PROMPT: Records follow. Pull out every line that contains "trying".

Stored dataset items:

PR #842, opened 2018-10-06
Replace deprecated Component.get_desktop_id

### LINKED ISSUE #683: AppStream.Component.get_desktop_id is deprecated
Replaced by Launchable. See https://valadoc.org/appstream/AppStream.Component.get_desktop_id.html

<bountysource-plugin>

---
Want to back this issue? **[Post a bounty on it!](https://www.bountysource.com/issues/56974042-appstream-component-get_desktop_id-is-deprecated?utm_campaign=plugin&utm_content=tracker%2F57667267&utm_medium=issues&utm_source=github)** We accept bounties via [Bountysource](https://www.bountysource.com/?utm_campaign=plugin&utm_content=tracker%2F57667267&utm_medium=issues&utm_source=github).
</bountysource-plugin>

davidmhewitt:
Fixes #683 

And clean up a little bit of formatting while we're here.

In some cases we still want the `Component.id` field (i.e. the bit that's in the `<id></id>` tags in the appstream file. We use that for matching appstream components uniquely and sending to Houston, but for code that's involved in the launching of appstream applications, we should check if there are any `<launchable>` entries first and use those to construct the desktop app info.

I've left in a fallback to trying to launch based on the `id` field as I don't think all apps will have the `launchable` for the forseeable future.

### DIFF
--- a/src/Core/Package.vala
+++ b/src/Core/Package.vala
@@ -597,7 +597,21 @@ public class AppCenterCore.Package : Object {
             return app_info != null;
         }
 
-        string? desktop_id = component.get_desktop_id ();
+        var launchables = component.get_launchable (AppStream.LaunchableKind.DESKTOP_ID).get_entries ();
+        for (int i = 0; i < launchables.length; i++) {
+            app_info = new DesktopAppInfo (launchables[i]);
+            if (app_info != null) {
+                break;
+            }
+        }
+
+        if (app_info != null) {
+            app_info_retrieved = true;
+            return true;
+        }
+
+        // Fallback to trying Appstream ID as desktop ID for applications that haven't updated to the newest spec yet
+        string? desktop_id = component.id;
         if (desktop_id != null) {
             app_info = new DesktopAppInfo (desktop_id);
         }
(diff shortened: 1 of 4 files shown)


src/Core/Package.vala
```diff
@@ -597,7 +597,21 @@ public class AppCenterCore.Package : Object {
             return app_info != null;
         }
 
-        string? desktop_id = component.get_desktop_id ();
+        var launchables = component.get_launchable (AppStream.LaunchableKind.DESKTOP_ID).get_entries ();
+        for (int i = 0; i < launchables.length; i++) {
+            app_info = new DesktopAppInfo (launchables[i]);
+            if (app_info != null) {
```
vjr: Won't `app_info` always be non-null here, causing the break in the very first iteration of this loop?

davidmhewitt: Oops, yes! I need to do a lookup to see if that desktop file exists and break if it does. Thank you for spotting that.

davidmhewitt: Actually, this works exactly as intended.

It's a bit weird but the `DesktopAppInfo` constructor does indeed return `null` if the desktop file isn't found: https://valadoc.org/gio-unix-2.0/GLib.DesktopAppInfo.DesktopAppInfo.html.

I'll leave a comment in the code because it does look strange.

SOLUTION FOR THIS TASK:
I've left in a fallback to trying to launch based on the `id` field as I don't think all apps will have the `launchable` for the forseeable future.
+        // Fallback to trying Appstream ID as desktop ID for applications that haven't updated to the newest spec yet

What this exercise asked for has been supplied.